So the Premier League returns with Dean Smith preparing his team to take on Southampton, just as he was in the final week before the international break. The more things change, the more they stay the same.
While fans may bemoan the lack of top-flight action over the past fortnight, the clubs themselves have been anything but idle.
Norwich, fresh from watching Daniel Farke notch their first win of the season, handed the German his cards, while Aston Villa reacted to a run of five straight defeats by sacking Smith the following day.
After a brief dalliance with Frank Lampard, the Canaries decided Smith — whose failure to get much of a tune out of Emi Buendia, bought from Norwich for £30million in the summer, must have contributed to his downfall — was the man to arrest their slide back towards the second tier.
Smith, like Farke, has a Championship promotion on his CV which, let’s face it, is likely to come in handy next season but also, importantly, the record of keeping a team up in the Premier League at the first time of asking — a feat he managed with Villa in 2020.
For all the fine work done by Farke in Norfolk, pivoting to Smith before things get completely out of hand seems like a smart move.
But while Norwich filled their vacancy with a proven commodity, Smith’s former club took more of a gamble, albeit an alluring one.
Nobody suggests almost 200 games in charge of Glasgow Rangers makes Steven Gerrard a managerial novice, but in the Premier League that’s exactly what he is. And, with Villa’s very public ambition to establish themselves in the top rather than the bottom six, putting the task in the hands of an entity managing in the division for the first time is something of a leap of faith.
Gerrard inherited a mess in Glasgow and moves south with a Scottish title under his belt and endorsements ringing in his ears. The inspirational former Liverpool and England midfielder has been described as a strong leader who demands respect and does not tolerate second-best.
All of this makes him an obvious and intelligent target for Premier League clubs with a vacancy to fill.

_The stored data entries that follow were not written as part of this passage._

PR #1264, opened 2026-07-29
Handle tables with __iter metamethod in `deepClone`

wmccrthy:
`tableext.deepClone` failed to correctly clone tables with `__iter` metamethods that didn't perform conventional key, value iteration. I discovered this while cloning the CST returned by lute's `parser` APIs, and found that `CstPunctuated` nodes were missing the `separators` field due to their `__iter` method.

This PR updates `deepClone`'s iteration over a table to use `pairs`, such that all key, value pairs of cloned tables are handled.

### DIFF
--- a/lute/std/libs/tableext.luau
+++ b/lute/std/libs/tableext.luau
@@ -84,7 +84,7 @@ function deepClone<T>(tbl: T, seen: { [T]: T }, opts: DeepCloneOptions): T
 
 	seen[tbl] = clone
 
-	for k, v in pairs(tbl :: any) do
+	for k, v in pairs(tbl) do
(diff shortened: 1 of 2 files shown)


lute/std/libs/tableext.luau
```diff
@@ -84,7 +84,7 @@ function deepClone<T>(tbl: T, seen: { [T]: T }, opts: DeepCloneOptions): T
 
 	seen[tbl] = clone
 
-	for k, v in tbl :: any do
+	for k, v in next, tbl :: any do
```
wmccrthy:
```suggestion
	for k, v in pairs(tbl :: any) do
```

skberkeley (approved):

PR #400, opened 2024-08-13
:recycle: Improve first launch UX when profilecard already saved

### LINKED ISSUE #371: ProfileCard: improve first launch UX when profilecard already saved
## Background
Currently, when we visit the profile card screen and have a profile card, the edit screen is shown for 1 frame or more.

https://github.com/user-attachments/assets/ec8add67-c3e1-4966-b47d-c5bd51b873ea

## Spec
When navigating to the profile card screen while a profile card is already saved, ensure that the screen does not flicker.

Corvus400:
## Issue
- close #371

## Overview (Required)
1. Converted ProfileCard to a sealed interface to represent the states of loading, no data, and data exists.
2. Modified the Data layer processing to handle the data structure of ProfileCard after the conversion.
3. Enabled the UI to display a loading indicator based on the data structure of ProfileCard after the conversion.

## Movie (Optional)
Before | After
:--: | :--:
 <video src="https://github.com/user-attachments/assets/823bb4b3-4ec9-423b-a0b3-7b0e77d439a3" width="300" >  |<video src="https://github.com/user-attachments/assets/bb4fd43d-7b97-42a9-93a0-5271122cca93" width="300" >

### DIFF
--- a/core/data/src/commonMain/kotlin/io/github/droidkaigi/confsched/data/profilecard/DefaultProfileCardRepository.kt
+++ b/core/data/src/commonMain/kotlin/io/github/droidkaigi/confsched/data/profilecard/DefaultProfileCardRepository.kt
@@ -11,15 +11,15 @@ internal class DefaultProfileCardRepository(
     private val profileCardDataStore: ProfileCardDataStore,
 ) : ProfileCardRepository {
     @Composable
-    override fun profileCard(): ProfileCard? {
+    override fun profileCard(): ProfileCard {
         val profileCard by remember {
             profileCardDataStore.get()
-        }.safeCollectAsRetainedState(null)
+        }.safeCollectAsRetainedState(ProfileCard.Loading)
 
         return profileCard
     }
 
-    override suspend fun save(profileCard: ProfileCard) {
+    override suspend fun save(profileCard: ProfileCard.Exists) {
         profileCardDataStore.save(profileCard)
     }
 }
--- a/feature/profilecard/src/commonMain/kotlin/io/github/droidkaigi/confsched/profilecard/ProfileCardScreenPresenter.kt
+++ b/feature/profilecard/src/commonMain/kotlin/io/github/droidkaigi/confsched/profilecard/ProfileCardScreenPresenter.kt
@@ -68,7 +68,7 @@ internal fun profileCardScreenPresenter(
     )
     var uiType: ProfileCardUiType by remember { mutableStateOf(ProfileCardUiType.Loading) }
 
-    // at first launch, if you have a profile card, show the appropriate UI
+    // at first launch, if you have a profile card, show card ui
     SafeLaunchedEffect(profileCard) {
         uiType = when (profileCard) {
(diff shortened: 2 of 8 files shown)


feature/profilecard/src/commonMain/kotlin/io/github/droidkaigi/confsched/profilecard/ProfileCardScreenPresenter.kt
```diff
@@ -17,54 +17,63 @@ internal sealed interface ProfileCardScreenEvent
...
-    val cardUiState: ProfileCardUiState.Card? by rememberUpdatedState(profileCard?.toCardUiState())
-    var uiType: ProfileCardUiType by remember { mutableStateOf(ProfileCardUiType.Edit) }
+    val editUiState: ProfileCardUiState.Edit by rememberUpdatedState(profileCard.toEditUiState())
+    val cardUiState: ProfileCardUiState.Card? by rememberUpdatedState(
+        if (profileCard is ProfileCard.Exists) {
+            profileCard.toCardUiState()
+        } else {
+            null
+        },
+    )
```
mikanIchinose, line 68: I think if-expression is not needed.

```suggestion
    val cardUiState: ProfileCardUiState.Card? by rememberUpdatedState(profileCard.toCardUiState())
```

core/data/src/commonMain/kotlin/io/github/droidkaigi/confsched/data/profilecard/DefaultProfileCardRepository.kt
```diff
@@ -11,15 +11,15 @@ internal class DefaultProfileCardRepository(
     private val profileCardDataStore: ProfileCardDataStore,
 ) : ProfileCardRepository {
     @Composable
-    override fun profileCard(): ProfileCard? {
+    override fun profileCard(): ProfileCard {
         val profileCard by remember {
             profileCardDataStore.get()
-        }.safeCollectAsRetainedState(null)
+        }.safeCollectAsRetainedState(ProfileCard.Loading)
```
takahirom, line 17: Is this the cause of the issue that blinking when launching?

takahirom (approved):
Anyway, everything in this PR looks great!

core/data/src/commonMain/kotlin/io/github/droidkaigi/confsched/data/profilecard/DefaultProfileCardRepository.kt
Corvus400: @takahirom
Prior to the modification, if the ProfileCard was null, the code on the screen treated it as if the profile had not been created and displayed the edit screen.
Then, before access to the repository was made, a check was made to see if the ProfileCard was null.
Therefore, even though the profile had already been created, the edit screen was displayed for several frames before the data was loaded from the repository.
After the fix, the initial values in the repository are now explicitly shown as not being loaded, and the edit and card screens are shown only after the data has been explicitly loaded from the repository.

But Villa, with their stated aim of breaking into the upper echelons of the top flight, might have been expected to target a manager who has worked there before.
Concluding that Smith, after building Aston Villa from mid-table obscurity in the Championship to fairly well-established Premier League force, is not the man to take them any further is a ruthless, if just about understandable, move given the resources at his disposal last summer.
Deciding Gerrard is more suited to the task at hand is harder to justify.